Monty Norman, a British composer best known for writing the James Bond theme song, passed away at age 94.
(AP) LONDON — British composer Monty Norman, who created the theme song for the James Bond movies, has passed away. He was 94.
It is with sadness that we relay the news that Monty Norman passed away on July 11, 2022, following a brief illness, according to a statement published on Monday on Norman’s official website.
Born in the East End of London in 1928 as Monty Noserovitch to Jewish parents, Norman received his first guitar at the age of 16. Before writing songs for early British rockers Cliff Richard and Tommy Steele and composing for theatre musicals including “Make Me an Offer,” “Expresso Bongo,” “Songbook,” and “Poppy,” he performed with big bands and shared a variety of double act with comedian Benny Hill.
Producer Albert “Cubby” Broccoli enlisted Norman to write a theme for the 1962 James Bond movie “Dr. No.”

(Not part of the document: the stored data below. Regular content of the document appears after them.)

PR #3699, opened 2025-01-02
[BpkCalendar] Accessibility roles

gert-janvercauteren:
# BpkCalendar

Add the appropriate 'roles' to different components to make the calendar more accessible and easier to navigate for people using screen readers

You can play test the screen reader and keyboard interaction in [the preview](https://backpack.github.io/storybook-prs/3699)

* Enabled grid navigation (Screen reader will announce that)
* Removed aria-hidden of disabled date cells, it would mess up the grid structure.

- [ ] Component `README.md`
- [x] Tests
- [x] Accessibility tests


packages/bpk-component-calendar/src/BpkCalendarDate.tsx
```diff
@@ -193,7 +193,6 @@ class BpkCalendarDate extends PureComponent<Props> {
         type="button"
         style={style}
         className={classNames.join(' ')}
-        aria-hidden={isBlocked}
```
anambl, line 196: I think this might be causing the blocked dates in the scrollable calendar to be read by the screen reader which doesn't seem to be happening on the main branch 🤔

anambl (approved):

packages/bpk-component-calendar/src/BpkCalendarDate.tsx
olliecurtis: Agree with this point, currently the calendar wouldn't allow a AT user to go to dates that are in the past and make them inaccessible so with this removal this now allows them to select previous dates

olliecurtis: I guess are we happy with users being able to get to that date and with it mentioning 'dimmed' this is ok?

anambl: Had a chat with Gert about this - it's not possible to keep this with the role of grid as it completely messes it up. Adding grid though brings a lot of benefits though like navigating up and down so even though you can now navigate through the blocked dates, it will be at most 30 days blocked, but you can just move down through the calendar so it's quick

gert-janvercauteren: Yes, I purposefully unblocked the dimmed dates as otherwise, Grid navigation wouldn't work correctly :(

olliecurtis (approved):

PR #3717, opened 2025-01-17
[GRAV-1370] [BpkOverlay] Add video overlay style

kirstybryce:
JIRA: https://skyscanner.atlassian.net/browse/GRAV-1370

The new homepage hero video ad POC requires a [new video overlay](https://www.figma.com/design/o7vYhyVecpNyC92vTDPNTf/Video-Moments?node-id=2742-4578&m=dev). This PR adds that new overlay type to `BpkOverlay` as `videoTop` and `videoBottom`. 

Link to Figma video overlay design: https://www.figma.com/design/yN0hFyZlKL0Jwbpi0rEKYT/Backpack-Beta?node-id=27362-1451&m=dev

He changed the key riff from sitar to electric guitar, drawing on a composition he had created for a proposed musical version of V.S. Naipaul’s “A House for Mr. Biswas.” The twangy end effect and frightening were used in all 25 Bond movies.
To the dismay of composer John Barry, who was engaged by the producers to arrange the theme, Barry was widely believed to have created it. Barry, who passed away in 2011, continued to write the music for nearly a dozen Bond movies, including “Goldfinger” and “You Only Live Twice.”
To prove his authorship, Norman sued the Sunday Times for libel after reading a 1997 article that claimed Barry had written the theme. He was granted 30,000 pounds in damages after winning in 2001.